Coca Cola and McDonalds - A deep, lucrative partnership
If I can ask a trick question: What are the top 4 ‘countries’ for Coca Cola by sales? The answer would be United States, Japan, Germany and… McDonald’s!
McDonald’s has a unique and deep partnership with Coca Cola since 1955 when McDonald’s was in its infancy and Coca Cola was already very big (by 1960 the company was claiming Coca Cola was being consumed 60 million times a day).
For almost 70 years since then, McDonald’s and Coca Cola have been growing together in a deep and lucrative partnership. As per a report in New York Times, McDonald’s often used Coca Cola’s offices as base for operations when it expanded globally.
For Coca Cola, McDonalds has been the most important customer for a long time and drives sales - so important that Coca Cola has a separate department called TMD (The McDonald’s Division).
For McDonalds, beverages from Coca Cola drives margins and completes the ‘meal’ offering for customers. Fountain soda has very high margins with almost no incremental labor costs. In fact, it was Coca Cola that seems to have suggested that McDonalds bundle soft drinks with Burgers for the ‘extra value meals’ concept.

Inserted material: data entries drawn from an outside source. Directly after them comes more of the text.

PR #2368, opened 2026-02-27
Refactor templates to consistently use request.url_for instead of hardcoded paths

### LINKED ISSUE #2361: Replace hardcoded URL paths in templates with request.url_for
I noticed that many templates use root-relative hardcoded paths (e.g. `/export/delete/{id}`, `/add`, `/results`, etc.) instead of using `request.url_for()`. This might cause issues if router prefixes change or if the app is mounted under a subpath. Would it make sense to replace them with dynamic URL generation? I can prepare a PR if that aligns with the project direction.

imraflip:
Closes #2361 

This PR replaces hardcoded root-relative paths across templates and related modules with `request.url_for` to ensure routing consistency and better alignment with FastAPI’s routing model

Using `request.url_for` avoids potential issues if router prefixes or paths change in the future and ensures all navigation links are generated dynamically, and the change has been applied consistently across all affected templates

### DIFF
--- a/artemis/api.py
+++ b/artemis/api.py
@@ -196,7 +196,7 @@ def archive_tag(tag: str) -> Dict[str, bool]:
 
 
 @router.get("/exports", dependencies=[Depends(verify_api_token)])
-def get_exports(request: Request, tag_prefix: Optional[str] = None) -> List[ReportGenerationTaskModel]:
+def get_exports(tag_prefix: Optional[str] = None) -> List[ReportGenerationTaskModel]:
     """List all exports. An export is a request to create human-readable messages that may be sent to scanned entities."""
     return [
         ReportGenerationTaskModel(
@@ -208,7 +208,7 @@ def get_exports(request: Request, tag_prefix: Optional[str] = None) -> List[Repo
             language=task.language,
             include_only_results_since=task.include_only_results_since,
             skip_previously_exported=task.skip_previously_exported,
-            zip_url=str(request.url_for("download_zip", id=task.id)) if task.output_location else None,
+            zip_url=f"/api/export/download-zip/{task.id}" if task.output_location else None,
             error=task.error,
             alerts=task.alerts,
         )
@@ -224,9 +224,9 @@ def is_blocklisted(domain: str) -> bool:
 
 # This is a redirect so that we have an entry in api docs
 @router.get("/export/download-zip/{id}", dependencies=[Depends(verify_api_token)])
-def download_zip(request: Request, id: int) -> RedirectResponse:
+def download_zip(id: int) -> RedirectResponse:
     """Download a zip file containing an export - all messages that can be sent to scanned entities + additional data such as statistics."""
-    return RedirectResponse(str(request.url_for("export_download_zip", id=id)))
+    return RedirectResponse(f"/export/download-zip/{id}")
 
 
 @router.post("/export/delete/{id}", dependencies=[Depends(verify_api_token)])
--- a/templates/exports.jinja2
+++ b/templates/exports.jinja2
@@ -87,8 +87,8 @@
                         </td>
                         <td>
                             {%  if report_generation_task.status == "done" %}
-                                <a href="{{ request.url_for('export_download_zip', id=report_generation_task.id) }}">Download ZIP</a> |
-                                <a href="{{ request.url_for('view_export', id=report_generation_task.id) }}">Browse</a> |
+                                <a href="{{ request.url_for('export_download_zip', id=report_generation_task.id).path }}">Download ZIP</a> |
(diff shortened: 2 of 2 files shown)


kadewu:
Hello @imraflip As we do not have any gui tests in artemis please do a double check with all your changes.
I did not debug anything, just the fast glance; after pulling your changes the table of analysed targets at root is not showing for me anymore.

imraflip:
Hey, I had accidentally removed the block scripts and closing tag in the base template during refactor, which prevented the child template scripts from rendering

I’ve pushed a fix. Please let me know if everything looks fine now

templates/components/navbar.jinja2
```diff
@@ -1,38 +1,38 @@
...
-                        <a class="nav-link {{ 'active' if request.path == '/queue' }}" href="/queue">Task queue</a>
+                        <a class="nav-link {{ 'active' if request.url.path == request.url_for('get_queue').path }}" href="{{ request.url_for('get_queue') }}">Task queue</a>
                     </li>
                     <li class="nav-item">
-                        <a class="nav-link {{ 'active' if request.path == '/restart-crashed-tasks' }}" href="/restart-crashed-tasks">Restart crashed tasks</a>
+                        <a class="nav-link {{ 'active' if request.url.path == request.url_for('get_restart_crashed_tasks').path }}" href="{{ request.url_for('get_restart_crashed_tasks') }}">Restart crashed tasks</a>
                     </li>
                     <li class="nav-item">
-                        <a class="nav-link {{ 'active' if request.path == '/docs' }}" href="/docs">API</a>
+                        <a class="nav-link {{ 'active' if request.url.path == request.url_for('api_docs_information').path }}" href="{{ request.url_for('api_docs_information') }}">API</a>
```
kadewu: We cannot do this one, cause of the following code:
```
if not Config.Miscellaneous.API_TOKEN:

    @router.get("/docs", include_in_schema=False)
    def api_docs_information(request: Request) -> Response:
```

Let's revert this one, and I believe we would be good to go.

imraflip:
Hello, I already fixed that. I'm sorry I didn't double check it before

kadewu:
The e2e tests are failing and I'm suspecting cause of the changes.
Can you verify that?

imraflip:
Yes, you were right, the e2e failures were caused by my changes

After running the tests on my own, the failures were all coming from `test_exporting.py`. Looking more closely,the issue wasn’t really with `request.url_for()` itself, but with how the tests assert specific URL formats. In `exports.jinja`, I just added `.path` there so the rendered links stay relative, because the GUI test matches them with a strict regex

In some endpoints in `api.py`, replacing the hardcoded redirect with `request.url_for()` changed the redirect target to an absolute URL, which affected the API test flow. Since those endpoints are basically simple redirects, I reverted them back to relative paths to preserve the original behavior

And also I re ran the e2e tests and all 12 tests pass on my end now ;)

kadewu:
Thank you!
I've triggered test run, and we will be able to merge it once they pass.

imraflip:
Youre welcome!
Finally the tests passed 😅 

By the way, I noticed that some confirmation actions like removing finished analysis and deleting export redirect to a separate page instead of using a modal popup

Do you think it would be better if we handled them with modals instead or is there a specific reason theyre handled as separate pages?

kazet:

Regarding handling removing finished analyses/deleting export as separate pages - you can potentially make them modals but I don't think it will be the best use of your time, improving vulnerability detection capabilities of Artemis would be :)

imraflip:
You're welcome and thanks for the merge!
And no worries, I actually have some free time, so I think (I hope) I can handle both. I’ll keep working on detection improvements as well

For the modal change, should I open an issue first, or just submit a small PR?

imraflip:
Also, I had an idea regarding the `admin_panel_login_bruter` module. I saw someone is already working on improvements there

Their proposal focuses more on form parsing and JSON handling and I was thinking about improving the success detection logic by handling HTTP redirects, since sometimes a successful login results in a redirect to another page

Would it be okay if I explored that as an additional improvement? I just want to make sure not to overlap with their work

kazet:
Regarding modal, you can submit a PR, but let me reiterate that it's not the top priority ;)

Regarding admin_panel_login_bruter - you need to coordinate that with Sumit

imraflip:
Hello, I’ve submitted the PR for the modal changes.

Regarding the `admin_panel_login_bruter` module, I’ll wait for Sumit to open their PR first or work on something else in the meantime, I think it's better not to interfere with their work

kazet:
> Their proposal focuses more on form parsing and JSON handling and I was thinking about improving the success detection logic by handling HTTP redirects, since sometimes a successful login results in a redirect to another page

that makes sense!

imraflip:
Is that a greenlight for me to start? 😅

kazet:
yes

PR #2369, opened 2026-02-27
Add leak_scanner module to detect PDFs with bad redaction

### LINKED ISSUE #327: Detect PDFs with bad censorship attempts (e.g. black squares that can be removed to obtain the "hidden" information)

Sahityaaryan:
Closes #327

 Adds a leak_scanner module that crawls websites for PDFs and uses the [x-ray](https://github.com/nicholasgasior/x-ray) library to detect text hidden beneath black rectangles or other overlays (bad censorship attempts).

### What's new

- `artemis/modules/leak_scanner.py` — the module itself. Receives HTTP service tasks, discovers PDF links via existing crawling utility, downloads and inspects each one.

- `artemis/reporting/modules/leak_scanner/` — reporter, email template, and translation files for the leaked_sensitive_data report type (severity:HIGH).

- `artemis/config.py` — two config options: max PDFs to check (default 10) and max PDF size (default 5MB).

- `requirements.txt` — added x-ray==0.3.6. No Dockerfile changes needed (PyMuPDF ships pre-built wheels).

- `docker-compose.yaml / docker-compose.test.yaml` — added the karton service and a test nginx container.

-` test/` — module test with a real PDF containing hidden text, plus a reporter integration test.

Addressed feedback from the previous attempt: module is named `LeakScanner` for broader scope, crawls for PDFs instead of expecting PDF URLs directly, uses `leaked_sensitive_data report type`, and does not override `get_normal_form_rules()`.

### DIFF
--- a/artemis/modules/leak_scanner.py
+++ b/artemis/modules/leak_scanner.py
@@ -5,7 +5,7 @@ from collections import deque
 from typing import Any, Callable, Dict, List, Set, Tuple
 
 import requests
-import xray
+import xray  # type: ignore
 from bs4 import BeautifulSoup
 from karton.core import Task
 
@@ -84,7 +84,7 @@ class LeakScanner(ArtemisBase):
 
         visited: Set[str] = set()
         document_urls: List[str] = []
-        queue: deque = deque([(base_url, 0)])
+        queue: deque[Tuple[str, int]] = deque([(base_url, 0)])
         visited.add(base_url)
         pages_crawled = 0
 
@@ -205,9 +205,7 @@ class LeakScanner(ArtemisBase):
         if documents_with_findings:
             status = TaskStatus.INTERESTING
             num_total_findings = sum(
-                len(items)
-                for doc in documents_with_findings
-                for items in doc["findings"].values()
+                len(items) for doc in documents_with_findings for items in doc["findings"].values()
             )
             status_reason = (
                 f"Found {num_total_findings} leaked sensitive data item(s) "


artemis/modules/leak_scanner.py
```diff
@@ -0,0 +1,111 @@
...
+    """
+
+    identity = "leak_scanner"
+    filters = [
+        {"type": TaskType.SERVICE.value, "service": Service.HTTP.value},
+    ]
+
+    def _discover_pdf_urls(self, base_url: str) -> List[str]:
+        """Crawl the website and return URLs that point to PDF files."""
+        all_links = get_links_and_resources_on_same_domain(base_url)
```
kazet: this is too shallow crawling to actually detet something (the depth is 1). What is the crawling depth to actually detect something interesting?

artemis/modules/leak_scanner.py
```diff
@@ -0,0 +1,111 @@
...
+        pdf_urls = []
+        for link in all_links:
+            parsed = urllib.parse.urlparse(link)
+            if parsed.path.lower().endswith(".pdf"):
```
kazet: I would factor the list of extensions to a variable, there will be more to come, not only PDF

artemis/modules/leak_scanner.py
```diff
@@ -0,0 +1,111 @@
...
+                pdf_urls.append(link)
+        return pdf_urls[: Config.Modules.LeakScanner.LEAK_SCANNER_MAX_PDFS_TO_CHECK]
+
+    def _scan_pdf(self, pdf_url: str) -> Dict[str, Any]:
```
kazet: I think we need to be able to run multiple checks, not only x-ray, against a file

artemis/config.py
```diff
@@ -391,6 +391,17 @@ class Humble:
                 cast=decouple.Csv(str, delimiter=","),
             )
 
+        class LeakScanner:
+            LEAK_SCANNER_MAX_PDFS_TO_CHECK: Annotated[
+                int,
+                "Maximum number of PDFs to download and scan per website.",
+            ] = get_config("LEAK_SCANNER_MAX_PDFS_TO_CHECK", default=10, cast=int)
```
kazet: We would need to be lucky to find something across 10 PDFs on a website, I think the scanner needs to go deeper.

docker-compose.yaml
```diff
@@ -1,15 +1,6 @@
...
   image: certpl/artemis:latest
-  # Prevent NDOTS-based DNS search domain expansion for short hostnames such as
-  # "s3mock", "redis", "postgres".  Without this, a host whose /etc/resolv.conf
-  # contains e.g. "search corp.example.com" causes every DNS lookup for "s3mock"
-  # to first try "s3mock.corp.example.com" against the *external* nameserver,
-  # generating hundreds-of-thousands of spurious DNS queries per day (see #2310).
-  # ndots:0 means every name is treated as absolute, so search domains are never
-  # appended; Docker's embedded DNS (127.0.0.11) still resolves service names.
-  dns_opt:
-    - ndots:0
```
kazet, line 12: you accidentally reverted somebody else's change

kazet (changes requested):

Sahityaaryan:
hi @kazet, thanks for the review! I've addressed all 5 comments, but before pushing the changes, I want to ask  you about few things:

1. Crawling defaults — I've implemented a BFS recursive crawler with configurable depth. I've set the defaults to CRAWL_DEPTH=3, MAX_PAGES_TO_CRAWL=100, and MAX_DOCUMENTS_TO_CHECK=100. Do these defaults seem reasonable, or would you prefer different values?
  
2. External URL sources — You mentioned using sources like archive.org/Common Crawl via https://github.com/lc/gau for discovering documents in the earlier PR review. For now I've only implemented BFS crawling on the site itself. Should I also integrate gau for document URL discovery, or is BFS sufficient for the initial version?
  
3. Check registry - I'm planning to create a DOCUMENT_CHECKS registry where each check declares its name, applicable file extensions, and a check function. Currently it would only have the x-ray bad redaction check. Do you have any specific additional checks in mind that I should add, or is the extensible pattern enough for this PR?

4. Naming — I've renamed everything from PDF-specific to document-generic naming (DOCUMENT_EXTENSIONS, documents_with_findings, _scan_document, etc.) to support future file types. Does this align with what you had in mind?

docker-compose.yaml
Sahityaaryan: I am really sorry for this, I have fixed it now

kazet:
> 1. Crawling defaults — I've implemented a BFS recursive crawler with configurable depth. I've set the defaults to CRAWL_DEPTH=3, MAX_PAGES_TO_CRAWL=100, and MAX_DOCUMENTS_TO_CHECK=100. Do these defaults seem reasonable, or would you prefer different values?

They seem reasonable for the start, I would maybe change max_pages_to_crawl to 1000 - we will see how they perform in practice ;)

> 2. External URL sources — You mentioned using sources like archive.org/Common Crawl via https://github.com/lc/gau for discovering documents in the earlier PR review. For now I've only implemented BFS crawling on the site itself. Should I also integrate gau for document URL discovery, or is BFS sufficient for the initial version?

Coca Cola seems to taste better at McDonald’s than anywhere else because the syrup is delivered in stainless steel tanks to McDonald’s rather than in the usual plastic bags.
They collaborate deeply on promotions like ‘$1 any size soda’ that was a big hit with customers since its introduction in 2010.
They also work together to address changing customer preferences and launch other Coke-owned products like Monster Beverages in 2015. When faced with a backlash for contributing to child obesity, McDonalds began bundling lower-calorie beverages like Honest Kids fruit juice that is owned by Coca Cola.
The McDonald’s-Coke partnership has been lucrative for both the companies in unlocking growth through new offerings and concepts.